伸手抚上自己烫人的面颊,葛飞花咬牙瞪着他,实在不明白,为什么他这么喜欢惹她生气?
“你就算再不愿,合卺酒也是要喝的。”他顿了下,眸底闪过一抹邪恶的光芒,“其实,我个人并不在意这些虚礼,不管喝与不喝,你都已经是我的妻子,不是吗?”
“那你就自己慢慢喝吧。”嘴上说不过他,她决定暂时休兵,但仍不禁暗忖,跟这个男人一起生活只怕她会少活好几年。

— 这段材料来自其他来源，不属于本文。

Issue #8, opened 2019-09-05
Implement a low-level renderer


hecrj:
Both the renderer in [`coffee`] and the [`ggez`] one in the examples are using a high-level abstraction. This makes it really easy to build a somewhat simple renderer, but makes interesting features (like scrollables) complicated.

I would like to implement a renderer using a lower-level API. This renderer could accept different kinds of configuration, and also support widgets with many styling options.

I am familiar with [`wgpu`], and supporting all the platforms natively and also the web sounds great! In any case, I think there are many interesting similar efforts that may be worth investigating and contributing to!

[`coffee`]: https://github.com/hecrj/coffee
[`ggez`]: https://github.com/ggez/ggez
[`wgpu`]: https://github.com/gfx-rs/wgpu-rs

lachlansneff:
I'd like to help with this. I'm writing an application that is essentially a form of cad and I'd like to use iced as the gui for it.

olanod:
What would be the approach here, draw widgets in terms of the low level API directly or create higher level 2d drawing abstractions first that are then used to draw the widgets? I don't know the wgpu API but might seem a bit to low level?
Some time ago I read discussions([like here](https://github.com/draw2d/rfcs/issues)) about this kind of stuff and the need for 2d drawing APIs, I have little idea about low level graphics programming but what I got from @nical creator of [`lyon`](https://github.com/nical/lyon)(btw dependency in `ggez`) is that games and UIs might have different needs on how they draw 2d.   
`iced` would be mainly used for UIs but it would still be good to consider both cases by allowing widgets that have different renderer to be composed but hopefully share a common ground? For example I'd like to create a map widget and render tiles in a 2d/3d surface, the kind of APIs needed seem to be closer that of a game but mixes dialogs and is embedded on a normal UI, creators of such a widget usually bundle a lot of code because they create things in terms of the low level API when it seems there could be several things to be shared with the UI rendering code(e.g. text!).

Anyway maybe a good start could be something like Lyon? apparently it can [render using the wgpu backend ](https://github.com/nical/lyon/tree/master/examples/wgpu_basic) still more layers might need to go in the middle. Nical approach is more bottoms up, creating solid foundations, iced is starting from the top, having an opinionated but elegant design that UI developers are already used to and comfortable with. Now we are missing badass APIs that can fit in the middle that solve different use cases and can be used by widget developers in a composable way to create great experiences :smiley:

hecrj:
[...]

PR #17, opened 2019-09-21
Basic web support (core, native, and web crates)

### LINKED ISSUE #6: Decouple built-in widgets from their style
Some of the built-in widgets have part of their style hard-coded, like `height`.

We should be able to move this logic into the `Renderer` trait of each widget. Now, there are different ways of doing this:

  - constants, like `Renderer::HEIGHT`
  - simple methods, like `Renderer::height`
  - a single complex method to decorate a provided style, like `Renderer::style`

We should think about the pros and cons of each before proceeding.

### LINKED ISSUE #10: (V)DOM renderer
Iced working on the web would be awesome, the plan of creating a low level renderer with wgpu-rs is great but could take some time on your side and theirs(last time I checked web support was not there?) so DOM rendering  in the mean time?(side question, would it be easy to mix renderers? like a map component rendered with a wgpu renderer and the rest of the UI with the DOM one?).

The flexbox model of iced should make it easy to create a DOM renderer. For example with [Dodrio](https://github.com/fitzgen/dodrio), the experimental virtual DOM library showcased by Mozilla, should facilitate things and help with performance at the same time instead of using web-sys APIs directly. Structs implement the render trait of dodrio and build the DOM elements, so would it be just implementing the dodrio trait for each widget and put some DOM there?

### LINKED ISSUE #12: Constants applicable to all renderers
Hi !

As you may have noticed, I'm currently writing a `ncurses`-based renderer for iced on my spare time, and am using my own fork of `iced` for that purpose.

The only modification I did was to change some defaults. As it happens, the current constants are assuming pixel unit when pancurses of course works with lines and columns. This makes the current default on some Widgets (e.g. Checkbox, Slider, and Buttons) completely wrong. 

Even if not considering my use case, which I agree is fairly uncommon, I am not sure what these constants were there for in the first place, because they assume some sort of mandatory smaller screen resolution.

What do you think would be the correct way of not enforcing those defaults upon every renderer implementor ?

hecrj:
Fixes #10, resolves #6, and closes #12.

This PR adds basic web support and splits the current crate into multiple subcrates in order to set up the foundations of a cross-platform GUI toolkit.

The new subcrates are:

 - __`iced_core`__ contains the reusable Iced widgets and defines their API. It is meant to be used to implement a compatible runtime, like `iced_native` and `iced_web`.
- __`iced_native`__ builds flexbox layouting and widget logic on top of `iced_core` while staying renderer-agnostic. This is basically what the `iced` crate was until now.
- __`iced_web`__ builds a web runtime on top of `iced_core`. This mostly consists of a simple mapping of widgets to VDOM nodes and a simple runtime to wire messages.

Once we have a low-level renderer (#8), the top-level `iced` crate will become an end-user-oriented, cross-platform GUI toolkit that can be used directly without any need to choose for a particular renderer or worrying about any runtime wiring. It will use `iced_native` and `iced_web` to automatically choose which runtime to use based on the compilation target.

# Changelog

There have been many additional changes and improvements. Please, let me know if I missed anything!

## Added
- `iced_core`, `iced_native`, and `iced_web` subcrates.
- The `Length` type. It unifies methods like `width`, `fill_width`, etc.

## Changed
- `iced` becomes `iced_native`. The current `iced` crate will be empty until we have a first prototype of a low-level renderer.
- Widgets expose their fields publicly, simplifying the `Renderer` traits in `iced_native`.
- Widgets no longer hold a default `Style`. Related to #6 and #12,
- All `Renderer` traits now have total control to produce a `Node`. Related to #6 and #12.
- The tour example lives in its own crate now and it can be run both on native and web.

## Removed
- `Color` generic parameter in widgets. The new `Color` type is used now. This keeps widgets as reusable as possible. It may complicate implementing some runtimes, but I think a color mapper should be easily implementable in situations where colors are limited.

# Pending work before merge
- [x] Think about the `stretch` feature for enabling conversions in `iced_core`. We should probably move this logic to `iced_native`.
- [x] Review documentation.


web/src/lib.rs
```diff
@@ -0,0 +1,74 @@
...
+    fn new(ui: impl UserInterface<Message = Message> + 'static) -> Self {
+        Self {
+            ui: RefCell::new(Box::new(ui)),
+        }
+    }
+
+    fn update(&mut self, message: Message) {
+        let mut ui = self.ui.borrow_mut();
+
+        // TODO: Resolve futures and publish resulting messages
```
hecrj: Could we use something like [`futures::executor::LocalPool`](https://rust-lang-nursery.github.io/futures-api-docs/0.3.0-alpha.18/futures/executor/struct.LocalPool.html) for this? We would need to poll it periodically it seems.

web/src/lib.rs
```diff
@@ -0,0 +1,74 @@
...
+{
+    fn render<'a, 'bump>(
+        &'a self,
+        bump: &'bump bumpalo::Bump,
+    ) -> dodrio::Node<'bump>
+    where
+        'a: 'bump,
+    {
+        let mut ui = self.ui.borrow_mut();
+        let element = ui.view();
```
hecrj: We need a `RefCell` here because some widgets need mutable references to `State` and `dodrio`'s render does not provide a mutable reference. It's understandable, and I have some ideas to remove the `State` structs in the near future.

In the meantime, we may need to clarify the `README` implementation details.

web/src/bus.rs
```diff
@@ -0,0 +1,40 @@
+use crate::Application;
+
+use std::rc::Rc;
+
+#[derive(Clone)]
+pub struct Bus<Message> {
+    publish: Rc<Box<dyn Fn(Message, &mut dyn dodrio::RootRender)>>,
+}
```
hecrj: This is a composable "publisher" of messages. I am not entirely happy with the name `Bus`... Any ideas?

web/src/element.rs
```diff
@@ -0,0 +1,62 @@
...
+where
+    A: 'static,
+    B: 'static,
+{
+    fn node<'b>(
+        &self,
+        bump: &'b bumpalo::Bump,
+        bus: &Bus<B>,
+    ) -> dodrio::Node<'b> {
+        self.widget.node(bump, &bus.map(self.mapper.clone()))
```
hecrj: I really like how the `Widget` trait composes here. I have some ideas to achieve something similar in `iced_native`.

web/src/bus.rs
AlisCode: I think the word for "something to pass Messages" is a *channel*.

hecrj: Yeah. I believe this is more of a message _handler_ than a channel, as it updates the application on `publish`. We will also probably need a way to defer updates to make them asynchronous.

I think we should wait untill we have more information/use cases before we find a final name.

“娘子,你还真是无情啦,明知为夫的有伤在身,还劝我多多饮酒,真是居心险恶啊。”
看他一副“伤心欲绝”的表情,葛飞花突然很希望自己已经喝到眼前一片白茫茫,也免得此时此刻气到胃痉挛。
“算了,喝酒伤身,不喝也罢。”他朝窗外看了一眼,“天色已晚,我们还是早些歇息吧。”
听他这样一说,葛飞花的心顿时七上八下。
“咦,娘子怎么不脱衣服?”
“冷。”双手还把衣服扎紧。
“床上有被子。”一脸贼笑。
她发誓,如果他再用这种挑衅又戏谑的音调跟她讲话,她一定会毫不犹豫的扑上去掐死他。
看她明眸熠熠发光,仿佛就要喷出炽人的火舌将人燃烧殆尽,一双粉拳握得死紧,却被自己堵得哑口无言的窘态,叶闲卿很不厚道地笑了。
“你看起来很想扑上来咬我喔?”再故意多倒一桶油,让火更烈。
她才不想咬他,怕咬断牙。
“咦,为什么不说话?”
因为被你气到不想说话。她将头转到一边去。
“好了,不逗你了。”
逗她?这人……真是太恶劣了!她气得咬牙切齿。
“你会包扎吗?”
听到他的声音转为严肃,葛飞花转回头,然后就看到他正试着脱下外衣。
“你胳膊受伤了,在做什么?”
“娘子不肯帮忙,我只能自己动手了。再说,这个时间恐怕下人也都很有默契的不会来打扰我们的洞房花烛夜。”他依旧一副嘻皮笑脸。
葛飞花沉着脸帮他脱下外衣,却在目光触及他右臂上的那一大片血渍时怔住,看来原本包扎妥当的伤口再次出血,她忆起自己不久前那重重的一按一一还真准!
心又隐隐作痛。
“发什么呆,真想看我流血致死呀。”看她有些怔忡,他忍不住又逗她。
“最好流干。”嘴上这样讲,她还是走过去帮他。
当将染血的中衣衬衣全部脱掉,亲眼看到那道深可见骨的伤口时,葛飞花不由得倒抽口凉气。